WORK TO BE COMPLETED: Which lines of the data below contain "clFFT"? Please show them all.

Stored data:
· · · ·

PR #8672, opened 2021-05-14
libass: Update to 0.15.1

lifegpc:


Biswa96:
Agreed, harfbuzz is now a hard dependency with this upstream change https://github.com/libass/libass/commit/f3e2c97

PR #8675, opened 2021-05-14
[CI] export CC and CXX variables.

MehdiChinoune:
It doesn't change much, but at least it will show explicitly the used compiler instead of the alias.

### DIFF
--- a/.github/workflows/main.yml
+++ b/.github/workflows/main.yml
@@ -12,11 +12,14 @@ jobs:
       fail-fast: false
       matrix:
         include: [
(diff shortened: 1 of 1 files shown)


Biswa96:
But some packages set those environment variable if they required, not for all.

lazka:
The PKGBUILDs should be self contained and not depend on the user setting the right env vars.

MehdiChinoune:
I will push tomorrow a pull-request to MSYS-packages to export these variables from makepkg_mingw.conf file.

lazka:
That might be worth a discussion, yeah.

PR #8676, opened 2021-05-14
add scopehal-apps

umarcor:
This PR adds [azonenberg/scopehal-apps](https://github.com/azonenberg/scopehal-apps): glscopeclient and other client applications for libscopehal. [azonenberg/scopehal](https://github.com/azonenberg/scopehal) is an oscilloscope / logic analyzer platform abstraction library. scopehal-apps depends on [anthonix/ffts](https://github.com/anthonix/ffts). Therefore, in this PR package ffts is added too.

Build instructions on MSYS2 are provided in https://www.antikernel.net/temp/glscopeclient-manual.pdf (sec 3.4.2).

I'm unsure about some decisions, so I'll mark this as a draft for now.

@azonenberg would you mind helping me answer the following questions?

- Are the `depends` and `makedepends` lists of scopehal-apps correct?
- ~~Why is FTTS built with `DENABLE_SHARED=ON`, if scopehal-apps uses the static file?~~ (azonenberg/scopehal-docs#28)
- ~~The `lib/scopeprotocols/kernels` shown in step 6. a) of the  scopehal-apps documentation seems not to exist?~~
- ~~Would it be possible to copy all the exes/dlls as part of `make install`, instead of having to copy them manually afterwards?~~ azonenberg/scopehal-apps#355
- ~~Is it worth distributing scopehal as a package? Currently, this PR includes a package for ffts and a package for scopehal-apps.~~ https://github.com/msys2/MINGW-packages/pull/8676#issuecomment-842185936

### DIFF
--- a/mingw-w64-ffts/PKGBUILD
+++ b/mingw-w64-ffts/PKGBUILD
@@ -1,0 +1,51 @@
+# Maintainer: umarcor <unai.martinezcorral@ehu.eus>
+
+_realname=ffts
+pkgbase=mingw-w64-${_realname}
+pkgname="${MINGW_PACKAGE_PREFIX}-${_realname}"
+pkgver=0.0.0.r799.gfe86885
+pkgrel=1
+pkgdesc="ffts: The Fastest Fourier Transform in the South  (mingw-w64)"
+arch=('any')
+mingw_arch=('mingw32' 'mingw64' 'ucrt64' 'clang64')
+url="https://github.com/anthonix/ffts"
+license=('custom')
+makedepends=(
+  "${MINGW_PACKAGE_PREFIX}-gcc"
+  "${MINGW_PACKAGE_PREFIX}-cmake"
+)
+
+_commit='fe86885e'
+source=("${_realname}::git://github.com/anthonix/ffts.git#commit=${_commit}")
+sha256sums=('SKIP')
+
+pkgver() {
+  cd "${_realname}"
+  echo '0.0.0.r'"$(git rev-list --count HEAD)"'.g'"$(git describe --all --long | sed 's/^.*-g\(.*\)/\1/')"
+}
+
+build() {
+  cd "${srcdir}/${_realname}"
+  mkdir build
+  cd build
+  MSYS2_ARG_CONV_EXCL=-DCMAKE_INSTALL_PREFIX= cmake \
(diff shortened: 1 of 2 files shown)


azonenberg:
libcopehal and libscopeprotocols should be part of the glscopeclient package until version 1.0 to discourage independent use before the ABI is stable.

After v1.0 we will be maintaining ABI compatibility within each major version of the library, so the libraries should be packaged independently.

azonenberg:
Copying the files as part of "make install" is blocked on https://github.com/azonenberg/scopehal-apps/issues/142.

umarcor:
I think this PR is ready to merge. Note that the MINGW32 job fails because scopehal-apps is for 64 bits only.

@azonenberg, when executing glscopeclient, I see the following:

```sh
GetConsoleScreenBufferInfo() failed (6);
Warning: glscopeclient works best with the OMP_WAIT_POLICY environment variable
set to PASSIVE
    Warning: AVX2/AVX512 detected but disabled on MinGW64/GCC (see https://githu
    b.com/azonenberg/scopehal-apps/issues/295)

```

At exit:

```sh
clFFT support: not present at compile time
```

I guess those warnings are acceptable?

azonenberg:
Not sure what the deal about GetConsoleScreenBuffer is, but it should be harmless. I'll have to see who wrote that part of the logtools code and check.

The OMP_WAIT_POLICY warning is expected. It's an environment variable that unfortunately can't be controlled any other way, so the user is expected to set it. On Linux we setenv() and exec() to force it on if it's not set  right, but nobody's written the code to do that on Windows so you get the warning.

We've experienced crashes with AVX2/AVX512 instructions passing vectors across function boundaries on Windows, so it's disabled until we get to the bottom of the issue. For now it will run slower than on Linux, but it should behave correctly.

The lack of clFFT support is expected as well. FFTs will run slower without GPU acceleration being available, but everything should function correctly.

jeremyd2019:
The AVX issue may be #8317

ffts fails to  build on clang64 with `error: always_inline function '_mm_moveldup_ps' requires target feature 'sse3', but would be inlined into function 'ffts_execute_1d_real' that is compiled without support for 'sse3'`.  I wonder if that might cause alignment issues too in gcc which doesn't seem to error for that

PR #8677, opened 2021-05-14
mingw-w64-qemu: Fix build with sphinx 4.0.1 and other fixes/enhancements

heljkon:
Build of qemu-6.0.0 fails on staging build because of switch to sphinx 4.0.1:

doc generation fails, because qemu-6.0.0 meson.build can't handle sphinx 4.0.1

qemu build fails because directory share/doc/qemu not created by doc generation

This is fixed by creating each dir in package with mkdir -p before moving/copying.

Other fixes are included as well.

### DIFF
--- a/mingw-w64-qemu/PKGBUILD
+++ b/mingw-w64-qemu/PKGBUILD
@@ -4,7 +4,7 @@ pkgname="${MINGW_PACKAGE_PREFIX}-${_realname}"
 _base_ver=6.0.0
 _rc=
 pkgver=${_base_ver}${_rc//-/.}
-pkgrel=1
+pkgrel=2
 pkgdesc="QEMU - a generic and open source machine emulator and virtualizer (mingw-w64)"
 arch=('any')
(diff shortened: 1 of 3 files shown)


jeremyd2019:
I wonder if the sphinx thing could be fixed by something like https://github.com/msys2/MINGW-packages/pull/8670/files#diff-dd78400f2ef7470d57de1fbd7ad21887c1907fd3c27c5efe311f82381ed34fd0

heljkon:
Thanks, I will try to fix it. Maybe this helps.
Honestly it is not clear, if Sphinx would really fail. configure tests something using meson and deactivates doc build.

I'll test it locally...

jeremyd2019:
Yeah I have no idea about sphinx or meson... just saw you were moving things around and that option seemed like a way to stop it from putting the man pages into directories.

heljkon:
No, the way to fix the build with Sphinx 4.0.1 is to provide the directories, which were autocreated before (escecially share/doc/qemu).

I moved things around from 5.2.0 to 6.0.0 because I've understood, the build was to complicate. I think now it is better readable

PR #8678, opened 2021-05-14
gimp: Update to 2.10.24

lazka:


Biswa96:
In ArchLinux, gimp does not seem to be dependent on python2 packages.

PR #8680, opened 2021-05-14
emacs: Define _snprintf for ucrt.

Biswa96:
Run make three times for unknown failures. At least it builds. Suggestions are welcomed!


mingw-w64-emacs/PKGBUILD
```diff
@@ -69,6 +65,10 @@ build() {
   # --without-compress-install is needed because we don't have gzip in
   # the mingw binaries.
 
+  # Workaround: make fails with bootstrap-emacs.pdmp and emacs.pdmp
+  # for unknown reason.
+  make || true
+  make || true
   make
```
jeremyd2019, line 72:
```suggestion
  make || make || make
```

??  I've had to do things like that before ☹️

Biswa96:
Hope I am allowed to copy things from mingw-w64! Am I? @lhmouse

lhmouse:
Yes of course.

Biswa96:
Closed! emacs crashes in UCRT. May need special treatment.

PR #8689, opened 2021-05-15
Add a pip check

naveen521kk:
lately, there have been many issues with broken deps for py packages. add a check for that.

I have rebuild isort as a test.


naveen521kk:
This works, but something is broken when installing isort.

naveen521kk:
ready for review

lazka:
https://github.com/msys2/MINGW-packages/pull/8712/checks?check_run_id=2613560448

naveen521kk:
That log is missing?

PR #8695, opened 2021-05-16
hdf4: Fix building with gcc 10.

Biswa96:
Add -fallow-argument-mismatch flag for fortran compiler.

### DIFF
--- a/mingw-w64-hdf4/PKGBUILD
+++ b/mingw-w64-hdf4/PKGBUILD
@@ -4,7 +4,7 @@ _realname=hdf
 pkgbase=mingw-w64-${_realname}4
 pkgname=("${MINGW_PACKAGE_PREFIX}-${_realname}4")
 pkgver=4.2.15
-pkgrel=2
+pkgrel=3
 pkgdesc="Legacy HDF4 driver for GDAL (mingw-w64)"
 arch=('any')
 mingw_arch=('mingw32' 'mingw64' 'ucrt64' 'clang64')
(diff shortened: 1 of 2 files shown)


Biswa96:
GHA sleeping!

MehdiChinoune:
> GHA sleeping!

https://www.githubstatus.com/

mingw-w64-hdf4/PKGBUILD
```diff
@@ -33,9 +34,14 @@ prepare() {
 build() {
   [[ -d "${srcdir}"/build-${CARCH} ]] && rm -rf "${srcdir}"/build-${CARCH}
   mkdir -p "${srcdir}"/build-${CARCH} && cd "${srcdir}"/build-${CARCH}
+
+  if [[ ${MINGW_PACKAGE_PREFIX} != *-clang-* ]]; then
+    export FFLAGS="-fallow-argument-mismatch"
+  fi
```
MehdiChinoune, line 40: I don't think there is another mature Fortran compiler to be used other than gfortran.
Why excepting *-clang-*

Biswa96: As far as I have seen, most of the packages don't build in clang folders because clang doesn't have the compiler options like gcc. So, I'm 80% sure that clang+fortran thingy will not have that option. Though we could remove the check in future.

MehdiChinoune: That option is specific to gfortran.

Biswa96: Hence _not_ equal to `*-clang-*`.

PR #17761, opened 2023-07-12
glib2: add cflags.private to all .pc files

lazka:
by hackily extending extra_cflags (stolen from vlc)


lazka:
too hacky imo, let's patch it in PKGBUILD instead

PR #17764, opened 2023-07-12
librest: Update to 0.9.1

lazka:


lazka:
if the libsoup change is causing any problems, let us know. It's hard to tell when we should make the switch.

PR #17767, opened 2023-07-13
capstone: update to 5.0

WerWolv:


mingw-w64-capstone/PKGBUILD
```diff
@@ -15,10 +15,10 @@ license=('BSD')
 depends=("${MINGW_PACKAGE_PREFIX}-gcc-libs")
 makedepends=("${MINGW_PACKAGE_PREFIX}-cmake"
              "${MINGW_PACKAGE_PREFIX}-cc"
-             "${MINGW_PACKAGE_PREFIX}-python-setuptools")
-source=("${_realname}-${_pkgver}.tar.gz::https://github.com/aquynh/capstone/archive/${_pkgver}.tar.gz"
+             "${MINGW_PACKAGE_PREFIX}-python-pip")
```
Biswa96, line 18: Why pip?

WerWolv: Previously to install the python bindings, setup.py was called directly which is apparently deprecated now. The recommended way now is to use pip

lazka: We use build/installer instead of pip, please see other python packages, like https://github.com/msys2/MINGW-packages/blob/master/mingw-w64-python-faker/PKGBUILD

WerWolv: I honestly have trouble figuring out how these commands work. Every documentation I've found on the subject just recommended to use pip instead (including capstone's readme).

`pip` is doing everything correctly but `build` somehow tries to build the whole library again and fails while doing it
```
CMake Error at CMakeLists.txt:24 (project):
  Running

   'nmake' '-?'

  failed with:

   The system cannot find the file specified


CMake Error: CMAKE_C_COMPILER not set, after EnableLanguage
CMake Error: CMAKE_CXX_COMPILER not set, after EnableLanguage
The system cannot find the file specified
CMake Error: Generator: execution of make failed. Make command was: nmake -f Makefile /nologo &&
error: [Errno 2] No such file or directory: 'libcapstone.dll'
```

This is using pretty much the exact same code as all the other python packages do
```
  cd "${srcdir}"
  cp -r "${_realname}-${pkgver}" "python-build-${MSYSTEM}" && cd "python-build-${MSYSTEM}/bindings/python"
  ${MINGW_PREFIX}/bin/python -m build --wheel --skip-dependency-check --no-isolation
```

lazka: Ok thanks for trying, I'll have a look later

Biswa96:
The pip command did not work. If you look into the `[file-diff] mingw-w64-x86_64-python-capstone` section in CI log, it removed all the files in python-capstone package. I have created a separate pull request to update the capstone package. I shall create a separate pull request to use pep517 in python package.

mingw-w64-capstone/PKGBUILD
Biswa96: >  but build somehow tries to build the whole library again and fails while doing it

Because you probably did not add `LIBCAPSTONE_PATH` variable. So, it tries to rebuild the DLL again instead of using that path.

WerWolv:
Sorry, I usually don't do much with python. Thanks for fixing it ^^

PR #17768, opened 2023-07-13
angleproject: try to fix the build with clangarm64

lazka:
mingw-w64 doesn't have _ReadStatusReg, so use inline asm


lazka:
@Biswa96 something like this?

Biswa96:
I do not know anything about assembly, it was just my guess 😓

PR #17773, opened 2023-07-15
libpaper: fix relocation

lazka:
gnulib assumes the path format matches what we pass to configure, so make sure we only pass unix paths to the gnulib relocation functions.


naveen521kk:
This doesn't seem to fix the texlive issue. Now it returns a slightly different error message
```
xdvipdfmx:fatal: Unrecognized paper format: # Simply write the paper name. See papersize(5) for possible values
```

naveen521kk:
Also, running `xpdf` which also depends on `libpaper` just segfaults after this update (previously it just issued a warning for missing paper sizes).

lazka:
Meh, ok, thanks for testing

naveen521kk:
Thanks! looks like it works.

lazka:
nice :)

sorry for the breakage

PR #17777, opened 2023-07-15
Rust: disable mingw packaging via configuration option

mati865:
One less downstream patch to maintain (once the fix reaches the release....).

Upstream PR: https://github.com/rust-lang/rust/pull/113725


lazka:
thanks!

lazka:
Looks like this broke things: https://github.com/msys2/msys2-tests/actions/runs/5766194049/job/15633657127

lazka:
Reverted in 1717c9e1f31701 for now

mati865:
Sorry, looks like we cannot get rid of `0008-disable-self-contained.patch`.
I must have tested intermediate version with `rm -f dest-rust/${MINGW_PREFIX}/lib/rustlib/$OSTYPE/lib/self-contained/*` commented out.

PR #17792, opened 2023-07-18
Some cython rebuilds

lazka:


lazka:
I'd say we move the cython 3 transition to after the python 3.11 rebuilds. Otherwise we might end up with lots of non-building packages.

PR #17798, opened 2023-07-19
Switch default printf attribute to gnu_printf for ucrt64

TheShermanTanker:
This patch changes the default printf attribute to be gnu_printf on ucrt64, so that code using the generic printf attribute doesn't get routed to ms_printf instead


lazka:
Wouldn't that break things like?

```c
// gcc -Wall a.c

#include <stdio.h>
#include <stdarg.h>

int my_printf(const char* format, ...) __attribute__((format(gnu_printf, 1, 2)));

int my_printf(const char* format, ...) {
    va_list args;
    va_start(args, format);
    int result = vprintf(format, args);
    va_end(args);
    return result;
}

int main() {
    unsigned __int64 foo = 42;

    my_printf("%I64u", foo);

    return 0;
}
```

TheShermanTanker:
Not sure why the declaration in the example has the format set to gnu_printf? That would make it not compatible with the %I64u with or without this change

lazka:
I was trying to replicate a printf which defaults to gnu_printf as your PR title suggests.

TheShermanTanker:
Oh, my bad. However, when linking to ucrt we really shouldn't be using ms_printf any longer, nor encouraging code to use it and the horrendously outdated msvcrt format specifiers to avoid the warning. All of our headers already try (and in the case of strftime, fail, even if gnu_printf was explicitly specified, so this is actually also a bugfix) to use gnu_printf as the format when on ucrt64, and naively one would also expect the generic printf format to use gnu_printf when putting that in the format attribute (if all the google searches of confused people wondering why printf doesn't recognize standard format specifiers is indicative). In my opinion we should really switch it to enable use of Standard C format specifiers, when on ucrt they are the preferred ones as well. There is still the regular mingw64 system for code that needs to be compiled with ms_printf as default

TheShermanTanker:
gnu_printf supports all the Standard C and C++ format specifiers past C99 and C++98, ms_printf does not, making it impossible to write crossplatform code, or use standard format specifiers such as %T and %z, which we should especially allow on ucrt64 since it supports all those well established format specifiers

TheShermanTanker:
@lazka Bumping, hehe

TheShermanTanker:
Bumping

lazka:
If ms_printf does not match the printf provided my ucrt then it needs to be fixed. This comes to mind https://gcc.gnu.org/git/?p=gcc.git;a=commit;h=c51f1e7427e6a5ae2a6d82b5a790df77a3adc99a

TheShermanTanker:
That commit unfortunately doesn't have any effect on this issue, since the default explicit printf attribute will still default to ms_printf. The linked commit fixes gnu_printf being explicitly specified, but not the default printf

lazka:
that commit extended ms_printf to match the real implementation in more cases, from what I see.

PR #17800, opened 2023-07-19
cargo-local-registry: update windows-targets crate

jeremyd2019:
for windows-gnullvm fix.  Less hacky than the previous sed approach used
in other packages before 0.48.1 was published.


jeremyd2019:
Successful ARM64 CI run: https://github.com/msys2-arm/MINGW-packages/actions/runs/5595424409/jobs/10231284974

PR #17806, opened 2023-07-19
mesa: Split opencl clover into separate package

Biswa96:


Biswa96:
@pal1000 Would you like to review this pull request please? The primary goal driving this change is to decrease dependency and package size.

pal1000:
clang and opencl-icd must remain runtime dependencies because they are both linked dynamically by  both mesa mclc and clover.

mingw-w64-mesa/PKGBUILD
```diff
@@ -2,33 +2,34 @@
 
 _realname=mesa
 pkgbase=mingw-w64-${_realname}
-pkgname="${MINGW_PACKAGE_PREFIX}-${_realname}"
+pkgname=("${MINGW_PACKAGE_PREFIX}-${_realname}"
+         "${MINGW_PACKAGE_PREFIX}-opencl-clover-mesa")
```
pal1000, line 6: "${MINGW_PACKAGE_PREFIX}-opencl-clover-${_realname}" would work as well.

mmuetzel:
> clang and opencl-icd must remain runtime dependencies because they are both linked dynamically by both mesa mclc and clover.

Afaict, they are still runtime dependencies of that split package in the updated rules:
https://github.com/msys2/MINGW-packages/pull/17806/files#diff-ba4e3147bf8bbef34ce853a6b5e4d04d7ad898a8d8a7d4e1cb3eedafab7f11aeR190

Biswa96:
> clang and opencl-icd must remain runtime dependencies because they are both linked dynamically by both mesa mclc and clover.

Understood. Then this package spilt would not reduce the dependencies which I thought previously.

mmuetzel:
> Understood. Then this package spilt would not reduce the dependencies which I thought previously.

But it does: Both mesa mclc and clover are split into the package `"${MINGW_PACKAGE_PREFIX}-opencl-clover-mesa"` by your change. Only that package will depend on those packages. The remainder will no longer depend on them.
I understood that was your point. And afaict, your changes reached that point...

Biswa96:
> your changes reached that point...

My change was incorrect. As @pal1000 pointed that clang and opencl-icd are required for both mesa and opencl-clover-mesa. But I put clang and opencl-icd as dependencies for opencl-clover-mesa only.

mmuetzel:
`libclang-cpp.dll` is only required as a dependency for `MesaOpenCL.dll`. For the remainder, `libLLVM-16.dll` should be enough. (At least according to the runtime dependency analysis in the CI.)

Are there other binaries the CI misses somehow?

PR #17821, opened 2023-07-21
qemu: Update to 8.1.0

heljkon:
see https://wiki.qemu.org/Planning/8.1 for further information

### DIFF
--- a/mingw-w64-qemu/PKGBUILD
+++ b/mingw-w64-qemu/PKGBUILD
@@ -6,12 +6,12 @@ pkgname=(
   "${MINGW_PACKAGE_PREFIX}-qemu-guest-agent"
   "${MINGW_PACKAGE_PREFIX}-qemu-image-util"
 )
-_base_ver="8.0.3"
+_base_ver="8.1.0"
 # QEMU Versioning of RC-SourcePackage and RC-Version differs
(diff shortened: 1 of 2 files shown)


heljkon:
I've expected failures because of major changes qemu applied to the build system, see https://wiki.qemu.org/ChangeLog/8.1#Build_Information

I'll go for it later.

heljkon:
I've created an issue for the clang build failures: https://gitlab.com/qemu-project/qemu/-/issues/1782
Currently the build for clang succeeds, if dbus is disabled: 
`./configure --disable-dbus-display`

heljkon:
@lazka @Biswa96 @jeremyd2019 
Please have a look!

Biswa96:
qemu install libftd related files which are provided by dtc package also. Should those be removed from qemu package?

lazka:
> Library fdt found: NO

maybe it's just missing a dependency on https://packages.msys2.org/base/mingw-w64-dtc ?

lazka:
In case it helps, I've updated dtc to the newest version in #18274

heljkon:
Adding the already existing package dtc as dependency solved the duplicate problems.

Biswa96:
Thank you.

PR #17825, opened 2023-07-21
Update the arm-none-eabi-toolchain to gcc 13.1

redXhammer:
binutils: 2.40
gcc: 13.1.0
gdb: 13.2
newlib: 4.3.0.20230120 (with gcc 13.1.0)


redXhammer:
I've compiled MINGW64 using the .ci/ci-build.sh script on my personal computer (8 cores) and it succeeded after approximately 5 hours. How can we extend the 6 hours limitation of github?

CLang64 is failing while compiling newlib, I'm working on it to see how to fix it. Maybe we need a patch for the "-r" issue.

mmuetzel:
For what it's worth, here the part of the log with the error messages (because GitHub makes it difficult to scroll to the end of the logs - at least for me):
```
  clang++  -fno-PIE -r -nostdlib utf8rc-mingw32.o sym-mingw32.o -o utf8-mingw32.o
  1 warning generated.
  lld: error: unknown argument: -r
  lld: error: unknown argument: -r
  make[1]: *** [../../gcc/config/i386/x-mingw32-utf8:50: utf8-mingw32.o] Error 1
  make[1]: *** Waiting for unfinished jobs....
```

Afaict, there is no way to increase the timeout of the GitHub hosted runners to longer than 6 hours.
To reduce the time required for the test build, could we update in chunks? E.g., only binutils first? Or would that already require a rebuild of the remaining packages?

MehdiChinoune:
binutils was updated to 2.41
newlib was updated to 4.3.0
gcc couldn't be updated to 13.2.0 as It fails to build on clang environments.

· · · ·

RESPONSE TO THE EXERCISE:
clFFT support: not present at compile time
The lack of clFFT support is expected as well. FFTs will run slower without GPU acceleration being available, but everything should function correctly.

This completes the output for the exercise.